Vor einer knappen Woche hatten wir die alljährlich wiederkehrende Aufgabe, die Schweizer Musik- und Showprominenz anlässlich des ‚Swiss Music Awards‚ unter die Lupe zu nehmen. Die Sendung wurde live auf Radio SRF 3 übertragen und bestand aus einem zweistündigen Stil-Check der eintreffenden Gäste auf dem roten Teppich. Das tun wir seit einiger Zeit im ‚Duett‘ mit der charmanten SRF-3-Moderatorin Judith Wernli, die sich bestens inder Schweizer Musikwelt auskennt und auch Gesichter identifizieren kann, die wir noch nie – weder im echten Leben noch im TV – gesehen haben.
Die Aufgabe besteht darin, die VIPs, die über den roten Teppich den Ort des Geschehens betreten – dieses Jahr erstmals das Zürcher Hallenstadion –, vors Mikrofon zu holen und sie zu ihrem Outfit zu befragen bzw.ihre Kleidung zu beurteilen. Damit will die Radioredaktion natürlich, dass man mit den Stars möglichst hart ins Gericht geht, denn Randale bedeutet bei Massenmedien immer auch Einschaltquote. Die Suche nach der richtigen Balance zwischen Komplimenten und Kritik ist denn auch das schwierigste an dem Job. Einerseits lechzt die Hörerschaft nach Frechheiten, doch der vor Ort Dienst tuende Stilpolizist will ja irgendwie auch lebend wieder aus der Sache raus kommen.
Scheinbar ist es 2014 wieder einigermassen gelungen, diese Balance zu finden. «Kompliment für die witzigen Kommentare anlässlich der Verleihung des ‚Goldenen Kleiderbügels‘ an den Swiss Music Awards. Da waren ein paar ganz träfe Aussagen darunter», schreibt mir eine Hörerin aus St. Gallen diesen Morgen. Dankeschön. «Toller Einsatz gestern», kommentierte ein Hörer aus Bern via Facebook. Für den besten Auftritt auf dem roten Teppich gibt es jedes Jahr von mir den ‚Goldenen Kleiderbügel‘, der eigentlich ‚Swiss Style Award‘ heisst und die letzten Jahre an Lea Lu, Bligg und Müslüm ging. Dieses Jahr wurde der ‚Goldene Kleiderbügel‘ wieder einem Herrn im bunten Anzug zugesprochen: Aktueller Preisträger des ‚Swiss Style Awards‘ ist der ‚Schweizer Justin Bieber‘ Luca Hänni, bekannt aus der TV-Casting-Show ‚Deutschland sucht den Superstar‘.
Darf ich an dieser Stelle aber scheu anmerken, dass dies NICHT MEINE ALLEINIGE ENSCHEIDUNG war?

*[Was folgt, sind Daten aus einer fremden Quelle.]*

PR #236, opened 2022-05-17
Add funds goals

enzoc4:
add goals table

an open question would be what should we do with the `fund_goal` field in `Fund`, since this makes it redundant (I guess?)

### DIFF
--- a/vit-servicing-station-cli/src/csv/loaders.rs
+++ b/vit-servicing-station-cli/src/csv/loaders.rs
@@ -8,6 +8,7 @@ use std::io;
 use std::path::{Path, PathBuf};
 use structopt::StructOpt;
 use thiserror::Error;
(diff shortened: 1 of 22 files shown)


vit-servicing-station-cli/src/csv/loaders.rs
```diff
@@ -56,6 +57,10 @@ pub enum CsvDataCmd {
         /// Path to the csv containing advisor reviews information
         #[structopt(long = "reviews")]
         reviews: PathBuf,
+
+        /// Path to the csv containing advisor reviews information
```
Zeegomo, line 61: outdated comment

Zeegomo (approved):
>an open question would be what should we do with the fund_goal field in Fund, since this makes it redundant (I guess?)

Question for @juan-cieri

PR #249, opened 2022-07-11
NPG-2130 Add "native" ChallengeType to Challenges.

coire1:
This change will allow the endpoint `/api/v0/challenges` to expose an addition value `native` for the
`challenge_type` field and enable filtering in the voting app.


minikin:
@coire1 can you fix CI, pls?

PR #272, opened 2022-09-12
Define an API for the new /api/v0/user/{id} endpoint

Mr-Leshiy:
`/api/v0/user/{id}` should provide a needed information about the provided Cardano user id. User's information at the first glance should contain the following data:
- is_voter - flag which shows is this user a representative and actually can participant at this voting or it is a delegator.
- dreps -  list of delegated representatives for the current user
- voting_groups - voting group ids (voting tokens ids) at which current user participating or any of his representative take a part.

### DIFF
--- a/doc/api/v0.yaml
+++ b/doc/api/v0.yaml
@@ -1117,7 +1117,7 @@ components:
           items: 
             description: Voting group id (the same as voting token id)
             type: string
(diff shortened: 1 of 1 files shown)


stevenj (approved):
Looks good to me.

PR #273, opened 2022-09-14
Move all snapshot-service code into the vit-servicing-station-lib, remove snapshot-service crate

Mr-Leshiy:
It is basic cleanup, so I have moved all the implementation of the snapshot related endpoints into the vit-servicing-station-lib where actually service is initializing and implementation of other endpoints takes place


vit-servicing-station-lib/src/v0/endpoints/snapshot/routes.rs
```diff
@@ -9,17 +11,36 @@ pub fn filter(
...
-        .and_then(get_tags)
-        .boxed();
+        .and_then(get_tags);
 
-    root.and(get_voting_power.or(get_tags)).boxed()
+    root.and(get_voters_info.or(get_tags))
+}
+
+pub fn update_filter(
+    context: UpdateHandle,
```
cong-or, line 28: where is the `/api/v0/user/{id}` endpoint implemented ?

This seems to be snapshot related rather than user related - re `3367` ?

Mr-Leshiy: This pr contains only refactor, I have not done any modification or update here. I have only moved code

cong-or (approved):

PR #200, opened 2018-12-18
Add pre-set configuration for Authentiq

skion:
This adds pre-configured support for [Authentiq](https://www.authentiq.com/), and also sorts the longish list of providers.

### DIFF
--- a/flask_dance/contrib/authentiq.py
+++ b/flask_dance/contrib/authentiq.py
@@ -16,9 +16,10 @@ __maintainer__ = "Pieter Ennes <support@authentiq.com>"
 
 
 def make_authentiq_blueprint(
-        client_id=None, client_secret=None, scope=None, redirect_url=None,
-        redirect_to=None, login_url=None, authorized_url=None,
-        session_class=None, backend=None, hostname="connect.authentiq.io"):
+        client_id=None, client_secret=None, scope="openid profile",
+        redirect_url=None, redirect_to=None, login_url=None,
+        authorized_url=None, session_class=None, backend=None,
+        hostname="connect.authentiq.io"):
     """
     Make a blueprint for authenticating with authentiq using OAuth 2. This requires
     a client ID and client secret from authentiq. You should either pass them to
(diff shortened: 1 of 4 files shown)


singingwolfboy:
Sorting the provider list is a good idea -- I've cherry-picked that commit into master. If you rebase, that commit should disappear from your pull request. You'll also need to fix the test failures.

tests/contrib/test_authentiq.py
```diff
@@ -0,0 +1,97 @@
...
+from urlobject import URLObject
+
+from flask_dance.consumer import OAuth2ConsumerBlueprint
+from flask_dance.consumer.backend import MemoryBackend
+from flask_dance.contrib.authentiq import make_authentiq_blueprint, authentiq
+
+
+def test_blueprint_factory_default():
+    # Test with connect.authentiq.io
+    glbp1 = make_authentiq_blueprint(
```
singingwolfboy: Can you name this variable `abp1` instead? (Short for Authentiq blueprint 1). You probably copied this from the GitLab automated tests, which is fine, but please make sure the variables reflect the content of the tests, here and throughout this file.

flask_dance/contrib/authentiq.py
```diff
@@ -0,0 +1,84 @@
...
+                backend class, to use for this blueprint. Defaults to
+                :class:`~flask_dance.consumer.backend.session.SessionBackend`.
+        hostname (str, optional): If using a private instance of authentiq CE/EE,
+            specify the hostname, default is ``connect.authentiq.io``
+
+    :rtype: :class:`~flask_dance.consumer.OAuth2ConsumerBlueprint`
+    :returns: A :ref:`blueprint <flask:blueprints>` to attach to your Flask app.
+    """
+    scope = set(["openid"] + (scope or "").split())
+    scope = " ".join(scope)
```
singingwolfboy: I think you're trying to be too fancy here. I recommend that you just set `scope="openid"` in the function definition, so that "openid" is the default value. Let the developer decide what the scope should be, and pass that value through without modification.

tests/contrib/test_authentiq.py
skion: Changed to `aqbp`, since that is the common abbreviation used.

skion:
@skion Thanks, should be better now!

flask_dance/contrib/authentiq.py
```diff
@@ -0,0 +1,82 @@
+from __future__ import unicode_literals
+
+from functools import partial
+
+from flask.globals import LocalProxy, _lookup_app_object
+
```
singingwolfboy: Any particular reason for all the blank lines here? It's just a problem, but it looks a bit weird, especially since none of the other configurations are like this.

daenney:
I've merged it since everything looked OK and all points of review were addressed from what I could see.

PR #201, opened 2018-12-22
Allow weak route with no CSRF protection

Lexy2:
Hi, @daenney and @singingwolfboy,

Kindly review the proposed changes.

I have reworked your branch and instead of globally weakening security for Slack, I added an `enable_slack_app_directory` option to `make_slack_blueprint` function and `SlackBlueprint` blueprint. If this parameter is set to True, `SlackBlueprint` creates both weak and strong OAuth routes - `/login/slack/authorized` and `/login/slack/authorized/strong`.

I wanted to make `/login/slack/weak_authorized`, but [Slack docs](https://api.slack.com/docs/oauth#redirect_urls) say that 
```
The redirect URL's path must reference a subdirectory of the callback URL
```
So I had to do it this way.

If `enable_slack_app_directory` is omitted or set to False, the blueprint functions the same way as before.

### DIFF
--- a/CHANGELOG.rst
+++ b/CHANGELOG.rst
@@ -4,7 +4,7 @@ Changelog
 `unreleased`_
 -------------
 
-* Added option to allow CSRF attacks, needed for Slack apps.
+* Added option to disable CSRF protection, needed for Slack app installation from app directory.
   See `#191`_.
 
 `1.2.0`_ (2018-12-05)
--- a/flask_dance/consumer/oauth2.py
+++ b/flask_dance/consumer/oauth2.py
@@ -40,7 +40,6 @@ class OAuth2ConsumerBlueprint(BaseOAuthConsumerBlueprint):
             token_url_params=None,
             redirect_url=None,
             redirect_to=None,
-            allow_csrf=False,
             session_class=None,
             backend=None,
 
@@ -48,7 +47,7 @@ class OAuth2ConsumerBlueprint(BaseOAuthConsumerBlueprint):
         """
         Most of the constructor arguments are forwarded either to the
         :class:`flask.Blueprint` constructor or the
-        :class:`requests_oauthlib.OAuth2Session` construtor, including
+        :class:`requests_oauthlib.OAuth2Session` constructor, including
         ``**kwargs`` (which is forwarded to
         :class:`~requests_oauthlib.OAuth2Session`).
         Only the arguments that are relevant to Flask-Dance are documented here.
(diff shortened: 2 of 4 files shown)


Lexy2:
Fixes #191

daenney:
Could we flip it? `/login/slack/authorized` is currently in used by the "strong" authentication, changing it to be weak is essentially a backwards incompatible change. So I would prefer to see `/login/slack/authorized/weak` instead.

I also find the documentation confusing:

```
            Defaults to ``/slack/authorized``. If ``enable_slack_app_directory``
            is set to `True`, defaults to ``/slack/authorized/strong``
```

Right now, setting `enable_slack_app_directory` seems to suggest it strengthens the authentication flow, which is quite the opposite.

Lexy2:
Well, there is one more possibility. A Slack app can have both `/login/slack/authorized/weak` and `/login/slack/authorized` redirect URIs. 
I'll need to test if this works properly.

singingwolfboy:
This seems more complicated than it needs to be, and apparently doesn't work properly, either. Seems like #195 is better, so if we need this feature, I think we should go back to that PR. What are your thoughts?

Lexy2:
David, can you elaborate, please? I think I'm misunderstanding something.
> apparently doesn't work properly, either

What exactly doesn't work properly?

> Seems like #195 is better

#195 disables CSRF protection completely for the whole dance, regardless of its source.
This one disables CSRF protection only for Slack app directory source, keeping app-initiated authentication secure.
The code is not that complicated to me.

What are your thoughts?

singingwolfboy:
> What exactly doesn't work properly?

I'm referring to [your comment above](https://github.com/singingwolfboy/flask-dance/pull/201#issuecomment-450756460), where you said "I'll need to test if this works properly", and then "Nah, doesn't work this way". Maybe you were referring to something different?

> This one disables CSRF protection only for Slack app directory source, keeping app-initiated authentication secure.

Unfortunately, that's not the way security works. Imagine that you are an attacker, trying to exploit the OAuth authentication system for a website that uses Flask-Dance. You know that there's two possible URLs you can target: `/login/slack/authorized/weak` and `/login/slack/authorized`. Which one are you going to try to attack? The weaker one, of course.

Exposing a higher-security URL does *not* increase security if you also expose a weak URL. If you're going to expose the weak URL, you might as well not bother with the higher-security URL at all. That's why #195 disables CSRF protection completely: there's no reason not to, and it makes the code simpler.

> The code is not that complicated to me.

Of course, because you wrote it. But try to imagine someone approaching this codebase for the first time, and trying to understand and debug this code. You have to understand how the `authorized_url` and `weak_authorized_url` variables are set and modified, then understand what `OAuth2ConsumerBlueprint.__init__()` does (as well as the subtleties of calling `.__init__()` vs `super()`), understand how the `partial` function works, and understand what makes the weak authorization "weaker" than the regular authorization.

Lexy2:
> Maybe you were referring to something different?

Yes, I was referring to the route pair of `/login/slack/authorized` and `/login/slack/authorized/weak` that doesn't work. The route pair of `/login/slack/authorized` and `/login/slack/authorized/strong` that is in the PR works.

> Unfortunately, that's not the way security works. <...>
> Exposing a higher-security URL does not increase security if you also expose a weak URL.

And you are very right here, thank you for outlining this scenario for me — it's the deal-breaker.
I don't want to weaken the security just to save one click for development applications.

Ich will mich nicht distanzieren, aber: Ich hätte doch gerne anders entschieden. Doch dieses Jahr durfte erstmals das Radiopublikum aus fünf Nominierten auswählen, und es hat sich für den Jungspund im blauen Anzug entschieden. Es waren deutlich besser angezogene Leute an dem Event zugegen, einige davon hatten wir auch nominiert, andere nicht, weil sie keine Musiker oder Prominente waren. Aber so läuft das halt im Zeitalter von Klicks & Einschaltquoten: Nominiert werden nur Gesichter, die man eh schon kennt, und dann gewinnt am Ende der, der die grösste Digital-Community mobilisieren kann. Hätten wir vielleicht ein paar Sekunden länger nachgedacht. Nichts gegen diesen Luca Hänni, er ist ein freundlicher Typ, der von jungen Mädchen permanent umschwärmt wird. Wir gönnen ihm seinen Erfolg. Aber er ist kein Stilvorbild, da hätte ich mich schon eher für die elegante Lea Lu (zum zweiten Mal) oder für die quirlige Steff La Cheffe entschieden. Oder sogar für den stets etwas over-the-top gekleideten, aber herzenslustigen DJ Antoine.
Wir lernen: Wenn das Volk wählt, wählt es nicht immer so, wie es einem passt. Und das heisst für die Zukunft: Wenn wir künftig Menschen für den Style Award nominieren, müssen wir diese Person auch wirklich aufrichtig und ohne Einschränkung als würdig erachten, den ‚Swiss Style Award‘ nach Hause zu nehmen.